Recently I started reading the book ** Types and Programming Languages. **And I found it interesting to proof the lemmas in the book using Coq.

My first attempt is to proof lemma **3_5_4 **in the book. This language is quite simple and its statics and dynamics are shown in the following picture:

The lemma I am going to prove here is:

Lemma: [Determinacy of one-step evaluation]: If t → t1 and t → t2, then t1 = t2 .

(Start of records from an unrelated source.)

PR #357, opened 2022-05-11
Only run AlwaysOnKotlin on 28

yschimke:
26 and 28 are working, but don't meet test requirements.


yschimke:
Going to land to fix build, feel free to ask me to revert, but if so we should plan for a fix.

PR #358, opened 2022-05-11
Fix Preview bitmap not updating 

lancelinksp:
Preview bitmap was not updating while changing settings. Added yield() to fix problem


yschimke:
LGTM - thanks for verifying the suggested fix.

lancelinksp:
@yschimke The CLA was previously completed and I performed the rescan. Is there a possibility that I missed something else? Another step possibly?

yschimke (approved):

alexvanyo (approved):
Looks good to me, thanks for the fix!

We use coq to model the language inductively as below:

```
Inductive t : Type :=
| zhen (* represent true *)
| jia (* represent false *)
| if_stat : t -> t -> t -> t.
Inductive eval_small_step : t -> t -> Prop :=
| ev_if_true : forall (t2 t3 : t),
eval_small_step (if_stat zhen t2 t3) t2
| ev_if_false : forall (t2 t3 : t),
eval_small_step (if_stat jia t2 t3) t3
| ev_if : forall (t1 t2 t3 t4 : t),
eval_small_step t1 t2 ->
eval_small_step (if_stat t1 t3 t4) (if_stat t2 t3 t4).
```

Then the proof is sort of straightforward. But at first I encountered a problem which can be viewed here: https://stackoverflow.com/questions/44490405/how-to-prove-theorem-3-5-4-in-types-and-programming-languages-using-coq. Finally I manage it, the full code is as below:

```
Inductive t : Type :=
| zhen (* represent true *)
| jia (* represent false *)
| if_stat : t -> t -> t -> t.
Inductive eval_small_step : t -> t -> Prop :=
| ev_if_true : forall (t2 t3 : t),
eval_small_step (if_stat zhen t2 t3) t2
| ev_if_false : forall (t2 t3 : t),
eval_small_step (if_stat jia t2 t3) t3
| ev_if : forall (t1 t2 t3 t4 : t),
eval_small_step t1 t2 ->
eval_small_step (if_stat t1 t3 t4) (if_stat t2 t3 t4).
Theorem determinacy : forall (t1 t2 t3 : t),
eval_small_step t1 t2 -> eval_small_step t1 t3 -> t2 = t3.
Proof.
intros t1 t2 t3.
intros H1.
revert t3.
induction H1.
- intros t0. intros H.
inversion H.
+ reflexivity.
+ inversion H4.
- intros t0. intros H.
inversion H.
+ reflexivity.
+ inversion H4.
- intros t0.
intros H.
assert(H': eval_small_step (if_stat t1 t3 t4) (if_stat t2 t3 t4)).
{
apply ev_if. apply H1.
}
inversion H.
+ rewrite <- H2 in H1. inversion H1.
+ rewrite <- H2 in H1. inversion H1.
+ assert(H'': t2 = t6).
{
apply IHeval_small_step.
apply H5.
}
rewrite H''. reflexivity.
Qed.
```

It is always good to make puzzles for yourself and try hard to solve them when you are learning something.